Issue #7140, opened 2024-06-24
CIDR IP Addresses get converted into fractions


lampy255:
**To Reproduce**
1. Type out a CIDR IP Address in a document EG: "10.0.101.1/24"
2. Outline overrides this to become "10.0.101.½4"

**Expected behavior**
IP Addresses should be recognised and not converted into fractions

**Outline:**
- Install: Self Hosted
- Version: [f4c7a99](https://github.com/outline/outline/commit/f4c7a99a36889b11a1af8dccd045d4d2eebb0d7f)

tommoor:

+-------+

* _TASK_: Your response should consist of the data above, duplicated exactly.

* _RESPONSE AREA_:
Issue #7140, opened 2024-06-24
CIDR IP Addresses get converted into fractions


lampy255:
**To Reproduce**
1. Type out a CIDR IP Address in a document EG: "10.0.101.1/24"
2. Outline overrides this to become "10.0.101.½4"

**Expected behavior**
IP Addresses should be recognised and not converted into fractions

**Outline:**
- Install: Self Hosted
- Version: [f4c7a99](https://github.com/outline/outline/commit/f4c7a99a36889b11a1af8dccd045d4d2eebb0d7f)

tommoor:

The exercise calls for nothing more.